PR #1618, opened 2021-12-10
Sync ReactNative feature flags on Android

lemnik:
## Goal
Bridge the feature flag related methods for the Android notifier, handling the
- `addFeatureFlag`
- `addFeatureFlags`
- `clearFeatureFlag`
- `clearFeatureFlags`

methods for the `NativeClient`. `addFeatureFlags` is broken down into multiple `addFeatureFlag(String, String?)` calls to avoid having to reconstruct the list of feature flags to be added, this also keeps the ReactNative-specific logic (`ReadableArray` references) in `bugsnag-js`.

These changes depend on [bugsnag-android#1552](https://github.com/bugsnag/bugsnag-android/pull/1552)

## Testing
Included unit test coverage for the new methods, and manually tested end-to-end with an updated Android notifier.


imjoehaines (approved):

packages/react-native/android/src/main/java/com/bugsnag/android/BugsnagReactNative.kt
```diff
@@ -182,4 +183,49 @@ class BugsnagReactNative(private val reactContext: ReactApplicationContext) :
...
+    fun clearFeatureFlags() {
+        try {
+            plugin.clearFeatureFlags()
+        } catch (exc: Throwable) {
+            logFailure("clearFeatureFlags", exc)
+        }
+    }
+
+    private fun ReadableMap.safeString(key: String): String? {
+        return if(hasKey(key)) getString(key) else null
```
fractalwrench, line 229:
```suggestion
        return if (hasKey(key)) getString(key) else null
```

packages/react-native/android/src/main/java/com/bugsnag/android/BugsnagReactNative.kt
```diff
@@ -182,4 +183,49 @@ class BugsnagReactNative(private val reactContext: ReactApplicationContext) :
...
+            plugin.addFeatureFlag(name, variant)
+        } catch (exc: Throwable) {
+            logFailure("addFeatureFlag", exc)
+        }
+    }
+
+    @ReactMethod
+    fun addFeatureFlags(flags: ReadableArray) {
+        try {
+            for(index in 0 until flags.size()) {
```
fractalwrench, line 199:
```suggestion
            for (index in 0 until flags.size()) {
```

fractalwrench (approved):
LGTM pending CI + a few style nits

packages/plugin-react-native-client-sync/client-sync.js
```diff
@@ -98,6 +98,16 @@ module.exports = (NativeClient) => ({
...
+        case 'AddFeatureFlag':
+          origAddFeatureFlag.call(client, event.data.name, event.data.variant)
+          break
+        case 'ClearFeatureFlag':
+          if (event.data && event.data.name) {
+            origClearFeatureFlag.call(client, event.data.name)
+          } else {
+            origClearFeatureFlags.call(client)
+          }
+          break
```
nickdowell, line 110: Why are feature flags being synced with distinct add and clear events rather than following the approach used for metadata where a single 'update' event is used to update everything at once?

lemnik: This was mostly because unlike metadata, feature flags are "write only". So while they can be changed, there is no API-level way to read them back. Adding an internal-only read API on the native notifiers would solve this though (and probably make a few other things simpler at the same time).

nickdowell: Thanks for the explanation!

fractalwrench (approved):
LGTM pending resolution of conflicts

PR #1643, opened 2022-01-11
Recursive metadata is now handled in react native

lemnik:
## Goal
Make it safe to specify complex and recursive objects as metadata for breadcrumbs and events in react native applications.

## Design
Added a new `makeSafe` function to the `delivery-react-native` which behaves similarly to the `safe-json-stringify` module but specifically for the react native JS bridge, which does not invoke `toJSON` functions.

## Testing
New unit tests to cover the `makeSafe` function, and adjustments to the existing Mazerunner tests to ensure circular references are correctly flattened and don't cause a crash.

### DIFF
--- a/packages/delivery-react-native/make-safe.js
+++ b/packages/delivery-react-native/make-safe.js
@@ -1,0 +1,83 @@
+const isArray = require('@bugsnag/core/lib/es-utils/is-array')
+
+const isSafeLiteral = (obj) => (
+  typeof obj === 'string' || obj instanceof String ||
+  typeof obj === 'number' || obj instanceof Number ||
+  typeof obj === 'boolean' || obj instanceof Boolean
+)
+
+const isError = o => (
+  o instanceof Error || /^\[object (Error|(Dom)?Exception)]$/.test(Object.prototype.toString.call(o))
+)
+
+const throwsMessage = err => '[Throws: ' + (err ? err.message : '?') + ']'
+
+const safelyGetProp = (obj, propName) => {
+  try {
+    return obj[propName]
+  } catch (err) {
+    return throwsMessage(err)
+  }
+}
+
+/**
+ * Similar to `safe-json-stringify` this function rebuilds an object graph to be safe for the ReactNative JS Bridge.
+ * This requirement is different to `JSON.parse(safeJsonStringify(data))` in three key ways:
+ * - `toJSON` methods are not called
+ * - we leave more types intact for the JS Bridge to handle
+ * - there is no redaction or fixed depth limit
+ *
+ * @param data the value to be made safe for the ReactNative bridge
+ * @returns a safe version of the given `data`
+ */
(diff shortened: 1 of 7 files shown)


packages/delivery-react-native/make-safe.js
```diff
@@ -0,0 +1,79 @@
...
+      return visit({ name: obj.name, message: obj.message })
+    }
+
+    if (seen.includes(obj)) {
+      // circular references are replaced and marked
+      return '[Circular]'
+    }
+
+    // handle arrays, and all iterable non-array types (such as Set)
+    if (isArray(obj) || obj[Symbol.iterator]) {
```
imjoehaines, line 53: Do all versions of RN support `Symbol`?

I can't really find anything very helpful, but there's [this error from not having a `Symbol` global on SO](https://stackoverflow.com/questions/50504532/react-native-cant-find-variable-symbol) which may mean we need to be careful about using `Symbol`

Something like this might be safer:

```suggestion
    if (isArray(obj) || (Symbol && obj[Symbol.iterator])) {
```

test/react-native/features/fixtures/app/scenario_js/app/scenarios/BreadcrumbsJsManualScenario.js
```diff
@@ -6,6 +6,10 @@ export class BreadcrumbsJsManualScenario extends Scenario {
     const metaData = {
       from: 'javascript'
     }
+
+    // ensure that circular references are safely handled
+    metaData.circle = metaData
```
imjoehaines, line 11: Can we add this to [the expected breadcrumb](https://github.com/bugsnag/bugsnag-js/blob/250045158bea921665d51c0383d60a50cbc78e9d/test/react-native/features/fixtures/expected_breadcrumbs/JsManualScenario.json)?

packages/delivery-react-native/test/make-safe.test.ts
```diff
@@ -0,0 +1,86 @@
+import makeSafe from '../make-safe'
+
+describe('delivery: react native makeSafe', () => {
+  it('leaves simple types intact', () => {
```
imjoehaines, line 4: Can we add more types to this test? e.g. `null` & `undefined` (as they are special cased), `Symbol`, maybe a `Map` or other non-array iterable?

packages/delivery-react-native/make-safe.js
lemnik: `Symbol` is available on all the RN versions we support, but I'm happy to addd the secondary check for safety sake.

imjoehaines: If it's supported everywhere then it's probably fine as-is, I just couldn't find anything definitive in a quick search

kattrali (approved):

imjoehaines (approved):

PR #1648, opened 2022-01-13
Fix failing filestore test

pietgk:
Several test failed because storage fixtures directory is not created.
 FAIL  packages/electron-filestore/test/filestore.test.ts
    ENOENT: no such file or directory, stat '/Users/grop/dev/bugsnag-js/packages/electron-filestore/test/fixtures/storage'

## Goal

to get test green.

## Design

create correct test context before running the tests by creating fixtures/storage dir.

## Changeset

filestore.test.ts with test fix

## Testing

test itself is fixed and was returning errors and now succeeds

### DIFF
--- a/packages/electron-filestore/test/filestore.test.ts
+++ b/packages/electron-filestore/test/filestore.test.ts
@@ -12,6 +12,7 @@ describe('FileStore', () => {
   beforeEach(async () => {
     await mkdir(join(crashes, 'reports'), { recursive: true })
     await mkdir(join(crashes, 'pending'), { recursive: true })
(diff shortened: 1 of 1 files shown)


johnkiely1:
Hi @pietgk. 

Thanks for the PR. It would be interesting to know under what conditions you see the test failures?  How are you running the test? Are you using an IDE? 

`store.init()` should create the directory so it should always exist unless so we wouldn't really expect this change to be necessary.

luke-belton:
hey @pietgk - we've managed to reproduce the failing test now. We're going to investigate some more and will keep you updated 👍

PR #1652, opened 2022-01-18
Ensure unhandled JS errors crash the app in e2e test scenarios

twometresteve:
## Goal

Ensure that unhandled JS errors crash the app in the React Native end-to-end test scenarios.

## Design

The click handler for the `run_scenario` button was `async`, leading to unhandled JS errors behaving the same as unhandled Promise rejections and the app not crashing.  The Cucumber steps that follow assume the app crashed and tell it to relaunch, which is likely to have caused a number of flakes.

## Changeset

- Refactors the test fixtures to ensure that scenarios are not run `async`.  This led to separating the Start Bugsnag and Run Scenario steps.
- Renamed the Cucumber step to make it clear that the app (should have) crashed, matching what bugsnag-cocoa now does.
- Updated the Unhandled Promise rejection scenario to cater for the app not crashing (it is not expected to).
- Added a mechanism to wait for Appium to report the app is not running after a crash before relaunching.  This isn't perfect as sometimes it seems not to report as not_running.  Further investigation is needed, but it seems to relate to running scenarios together, as it doesn't happen if running the scenario by itself.

## Testing

Covered by CI.

### DIFF
--- a/test/react-native/features/fixtures/app/react_native_navigation_js/index.js
+++ b/test/react-native/features/fixtures/app/react_native_navigation_js/index.js
@@ -53,6 +53,19 @@ export default class AppScreen extends Component {
     const jsConfig = defaultJsConfig()
     const scenario = new Scenarios[scenarioName](configuration, scenarioMetaData, jsConfig)
     console.log(`  with config: ${JSON.stringify(configuration)} (native) and ${jsConfig} (js)`)
+    this.state.scenario = scenario
+    scenario.run()
+  }
+
+  startBugsnag = () => {
+    console.log(`Starting Bugsnag for scenario: ${this.state.currentScenario}`)
+    console.log(`  with MetaData: ${this.state.scenarioMetaData}`)
+    const scenarioName = this.state.currentScenario
+    const scenarioMetaData = this.state.scenarioMetaData
+    const configuration = this.getConfiguration()
+    const jsConfig = defaultJsConfig()
+    const scenario = new Scenarios[scenarioName](configuration, scenarioMetaData, jsConfig)
+    console.log(`  with config: ${JSON.stringify(configuration)} (native) and ${jsConfig} (js)`)
     NativeModules.BugsnagTestInterface.startBugsnag(configuration)
       .then(() => {
         Navigation.setRoot({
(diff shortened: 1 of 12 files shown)


test/react-native/features/steps/react-native-steps.rb
```diff
@@ -1,68 +1,99 @@
...
+  # max_attempts = 300
+  max_attempts = 100
+  attempts = 0
+  assertion_passed = false
+  until (attempts >= max_attempts) || assertion_passed
+    attempts += 1
+    assertion_passed = yield
+    sleep 0.1
+  end
+  # raise 'Assertion not passed in 30s' unless assertion_passed
```
twometresteve, line 11: I left this in by mistake, but will fix on my next branch (in progress now) to avoid a whole new build, if possible.

lemnik (approved):
LGTM

test/react-native/features/fixtures/app/react_native_navigation_js/index.js
```diff
@@ -53,25 +53,21 @@ export default class AppScreen extends Component {
...
-        })
-        Bugsnag.start(jsConfig)
-        this.state.scenario = scenario
-        scenario.run()
-      })
+          ]
+        }
+      }
+    })
+    this.state.scenario = scenario
```
imjoehaines, line 69: This should probably use `setState`, otherwise the app won't re-render

test/react-native/features/steps/react-native-steps.rb
```diff
@@ -1,68 +1,99 @@
...
+    And I relaunch the app after a crash
   }
 end
 
-When("I relaunch the app") do
-  # This step should only be used when the app has crashed, but the notifier needs a little
-  # time to write the crash report before being forced to reopen.  From trials, 2s was not enough.
-  sleep(5)
+Then('the app is not running') do
+  wait_for_true do
```
imjoehaines, line 32: I think this could be:

```ruby
Maze::Wait.until do
  # stuff ...
end
```

then you don't need `wait_for_true`

test/react-native/features/fixtures/app/react_native_navigation_js/index.js
twometresteve: Yeah, I noticed that some test fixtures used setState and others not.  I fairly lazily left this as-is, largely because I'd already had a few attempts at getting the build to pass - but I'll note it to look at. All the iOS navigation tests are currently skipped and I guess this could be a factor (but if nothing else we could make it consistent).

test/react-native/features/steps/react-native-steps.rb
twometresteve: Good thinking, I'll factor that in when I take the next look at it.

PR #1654, opened 2022-01-18
Avoid jcenter where possible

lemnik:
## Goal
Remove `jcenter` as a dependency when building on CI by replacing it with the Bugsnag private Maven repository.

## Changes

- Replaced `jcenter` with `mavenCentral` for buildscript level repositories
- If available: use the new `MAVEN_REPO_URL` and `MAVEN_REPO_CREDS` environment variables to declare a Maven repository instead of `jcenter`
- Pass the `MAVEN_REPO_URL` and `MAVEN_REPO_CREDS` as environment variables to the BuildKite docker containers

## Testing
Relied on the existing tests

### DIFF
--- a/docker-compose.yml
+++ b/docker-compose.yml
@@ -154,6 +154,7 @@ services:
         - REGISTRY_URL
         - REG_BASIC_CREDENTIAL
         - REG_NPM_EMAIL
+        - MAVEN_REPO_URL
     environment:
       - DEBUG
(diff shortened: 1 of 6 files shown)


twometresteve (approved):
Looks ok to me and doesn't seem to do any harm given that the build still succeeded - I just can't see a way of telling for sure that our Maven repo is being used, which would provide additional comfort.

· · · · ·

* _Task description_:
Once every line above has been checked for the string "logFailure", give the number of matching lines and nothing more.

* _Task answer_:
2